1. The Goal: Find the exact spot in the maze where the "leak" (proton decay) is smallest.
2. The Method: The computer starts with thousands of random positions in the maze. It calculates how "leaky" the house is at each spot.
3. The Optimization: The computer acts like a smart hiker. If a spot is very leaky, it knows to move away from it. If a spot is dry, it moves closer. It does this thousands of times, learning the shape of the terrain, until it finds the "dry valleys" where the proton is safe.

What They Found

The authors ran this "smart hiker" simulation for different settings of a variable called tan β (which you can think of as the "tilt" of the universe's gravity).

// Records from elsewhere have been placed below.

PR #499, opened 2016-09-28
Allow currenttext as an alias for the text accessor

gagern:
Apparently Cinderella supports both `.text` (inherited from the basic text class) and `.currenttext` (specific to the `EditableText` type), so we should support both as well.

### DIFF
--- a/src/js/libcs/Accessors.js
+++ b/src/js/libcs/Accessors.js
@@ -120,7 +120,7 @@ Accessor.getField = function(geo, field) {
                 return General.bool(false);
             }
         }
-        if (field === "text") {
+        if (field === "text" || field === "currenttext") {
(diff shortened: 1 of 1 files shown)


kortenkamp:
In Cinderella, `currenttext` has different semantics than `text`. With `currenttext` you can retrieve the current text in the EditableText, even if it has not been confirmed with the enter key. 

Nevertheless, I merge this as it is better to return `text` than to fail if `currenttext` is requested. Actually, I do not know whether it is possible at all to get the currenttext of an EditableField.

gagern:
Thanks for the clarification. I've just created #500 to keep track of this distinction. I think we can go with the current behavior for now. Feel free to merge.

• The Good News: The computer successfully found specific combinations of the 33 knobs that made the proton stable enough to survive longer than the experimental limit. It proved that the SU(5) model can work, but only if the knobs are set to very specific, non-random values.
• The Bad News: The "sweet spots" are very hard to find. They aren't scattered randomly; they are clustered in tiny, specific islands.
• The Tilt Problem: The authors discovered that as they increased the "tilt" (tan β), it became much harder to keep the proton safe. At high tilts, the "leak" gets bigger, and the computer had to work much harder to find a setting that stopped it. In fact, for the highest tilt they tested, the proton was much more likely to decay, making the model less likely to be correct.

The Bottom Line

This paper doesn't prove that the SU(5) model is definitely right. Instead, it proves that it is possible to make the model work, but only if the universe's internal settings are tuned with extreme precision.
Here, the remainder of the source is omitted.